By: Nigel Bankes
Decision Commented On: AUC Decision 790-D02-2015, Milner Power Inc. and ATCO Power Ltd, Complaints re the ISO Transmission Loss Factor Rule and Loss Factor Methodology, Phase 2 Module A, January 20, 2015
In this decision the Alberta Utilities Commission (AUC) has decided that it has the jurisdiction to grant tariff-based relief in a case where a rule of the Independent System Operator (ISO) is found to be unlawful on the basis that it was unjust, unreasonable, unduly preferential, arbitrarily and unjustly discriminatory and inconsistent with various provisions of the Electric Utilities Act (EUA) (now SA 2003, c. E-5.1) and the Transmission Regulation (now Alta Reg 86/2007). Such relief may involve retrospective or retroactive adjustments to the ISO tariff going back to the date when the Rule first entered into force (January 1, 2006, Milner Power having originally filed its objection to the ISO Line Loss Rule in August 2005 before the rule came into force).
In AUC Decision 2014-110, the AUC confirmed its earlier conclusion in Decision 2012-104 to the effect that the ISO’s Line Loss Rule was unjust, unreasonable, unduly preferential, arbitrarily and unjustly discriminatory and inconsistent with various provisions of the Electric Utilities Act and the Transmission Regulation on the grounds that the rule disadvantages generators that are loss savers and does not properly charge loss creators for their losses. The AUC’s Decision 2014-110 is the subject of an ABlawg post by Sean Bullen here.
Having made that determination the AUC then had to assess what remedy might be available. This decision comprises the first step in that procedure. The AUC’s comprehensive 80 page decision sets out the basis on which the Commission concluded that it had the jurisdiction to grant tariff-based relief. In doing so the Commission had to grapple with two principal issues. First, there was the reality that the terms of both the both the EUA and the Transmission Regulation had changed over the time period in question. Second, there is a long standing principle that a utility commission generally does not have the jurisdiction to engage in retroactive or retrospective rate making.

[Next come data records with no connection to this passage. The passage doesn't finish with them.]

PR #241, opened 2023-11-15
Debug/slow upgrade tests

dcapwell:


dtest.py
```diff
@@ -249,6 +249,12 @@ def set_dtest_setup_on_function(self, fixture_dtest_setup):
         self.dtest_config = fixture_dtest_setup.dtest_config
         return None
 
+    @pytest.fixture(autouse=True)
+    def cleanup_connections(self):
+        yield None
```
aratno, line 254: Can you add a comment about why this yield is necessary?

aratno (approved):

dtest.py
dcapwell: this is documented when you look up `fixture`, its a core way that this works... w/e is before `yield` is setup, w/e is after `yield` is cleanup.

aratno: Ah right on - no extra doc necessary then

dcapwell: https://docs.pytest.org/en/6.2.x/fixture.html#yield-fixtures-recommended

PR #245, opened 2023-11-27
Add version guard around call to initializecms also in upgrade_tests/…

beobal:
…storage_engine_upgrade_test.py

 patch by Mick Semb Wever; reviewed by XXX for CASSANDRA-19099

### DIFF
--- a/upgrade_tests/storage_engine_upgrade_test.py
+++ b/upgrade_tests/storage_engine_upgrade_test.py
@@ -69,7 +69,7 @@ class TestStorageEngineUpgrade(Tester):
         node1.set_install_dir(install_dir=self.fixture_dtest_setup.default_install_dir)
         self.install_legacy_parsing(node1)
         node1.start(wait_for_binary_proto=True)
-        if self.dtest_config.cassandra_version_from_build >= MAJOR_VERSION_5:
+        if node1.get_cassandra_version() >= '5.1':
             node1.nodetool("initializecms")
         if self.fixture_dtest_setup.bootstrap:
             cluster.set_install_dir(install_dir=self.fixture_dtest_setup.default_install_dir)


upgrade_tests/storage_engine_upgrade_test.py
```diff
@@ -69,7 +69,7 @@ def _do_upgrade(self, login_keyspace=True):
         node1.set_install_dir(install_dir=self.fixture_dtest_setup.default_install_dir)
         self.install_legacy_parsing(node1)
         node1.start(wait_for_binary_proto=True)
-        if self.dtest_config.cassandra_version_from_build >= MAJOR_VERSION_5:
+        if node1.get_cassandra_version() >= '5.1':
```
beobal, line 72: This seems to be the cause of all the failures in CASSANDRA-19099, we missed this when bumping TCM from 5.0 to 5.1.

upgrade_tests/upgrade_through_versions_test.py
```diff
@@ -497,7 +497,7 @@ def upgrade_scenario(self, populate=True, create_schema=True, rolling=False, aft
                 self._check_counters()
                 self._check_select_count()
 
-        if self.cluster.version() >= '5.1':
+        if self.cluster.nodelist()[0].get_cassandra_version() >= '5.1':
```
beobal: This I don't believe is correct. I can see no valid reason why the cluster would be on 5.1 but node1 would not be & in fact that would constitute a failure at this point in the test.

michaelsembwever: we can do forward upgrade tests.
so the cluster is configured with 5.0, and then one node is upgraded to 5.1


and the guarded line is specific to that node 🤷

michaelsembwever: my bad – this method upgrades all nodes and the cluster first.

upgrade_tests/storage_engine_upgrade_test.py
beobal: 👍

beobal (commented):
+1

michaelsembwever:
Committed https://github.com/apache/cassandra-dtest/commit/eb518f3ca6f22753346dfb57c94e9935611c6a53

As to the first issue the Commission concluded that while there had been changes in the Act and Regulation these were not such as to deprive the complainants of their right to a remedy (at paras 221 and 239).
As to the second issue, the Commission concluded that there were a number of established exceptions to the principle that a utilities commission cannot engage in retroactive or retrospective rate making and that the present case fell within a number of these exceptions. The exceptions are as follows (at paras 153-212):
- A Utilities Commission can always adjust interim rates back to the date of the interim order: Bell Canada v. Canada (Canadian Radio-Television and Telecommunications Commission),  1 SCR 1722; Re Coseka Resources Ltd. and Saratoga Processing Co., 1981 ABCA 180, 126 DLR (3d) 705 (Alta CA).
- A Utilities Commission can use deferral accounts to adjust rates: Bell Canada Bell Aliant Regional Communications,  2 SCR 764, 2009 SCC 40; Calgary (City) v Alberta (Energy and Utilities Board), 2010 ABCA 132.
- A complaint based statutory scheme (referred to here as a negative disallowance scheme) as opposed to a scheme that requires prospective approval of rates by a Utilities Commission necessarily contemplates that the Commission has the jurisdiction to set just and reasonable rates in substitution for those set unilaterally by the Utility (or in this case ISO) back to the date of the complaint: Nova, An Alberta Corporation Amoco Canada Petroleum Company Ltd.,  2 SCR 437, 1981 CanLII 211 (SCC).
- The knowledge exception: a Utilities Commission can change the rates where affected parties knew or ought to have known that rates were subject to change.
- The nullity exception: a Utilities Commission can (re)establish a new set of rates on a retrospective or retroactive basis when a set of rates has been shown to be a nullity.
The Commission relied on the first four exceptions in concluding that it had the jurisdiction to proceed with tariff-based relief. That said, the knowledge exception seems to function more as overarching principle that connects the first three exceptions rather than as an independent source of authority. Furthermore it should be noted that while the version of the legislation in force at the time of Milner Power’s original complaint was a negative disallowance scheme the current provision is (at para 219) “strictly prospective in application”.
This is a well-crafted decision which reaches a practical and just conclusion; any other conclusion would have rendered the entire complaint process (at least as it originally stood) completely hollow. It is true that there will be challenges ahead in working out the details of “tariff-based relief” but, as the Commission noted (at para 167), the Supreme Court’s 1989 decision in Bell Canada makes it clear that perfection is not required in crafting a set of retrospective or retroactive rates designed to rectify what would otherwise be unjust and unreasonable rates (the earlier version of the EUA) or which fail to support the fair, efficient and openly competitive operation of the market (the FEOC principle which now animates the test for a valid rule – see para 258).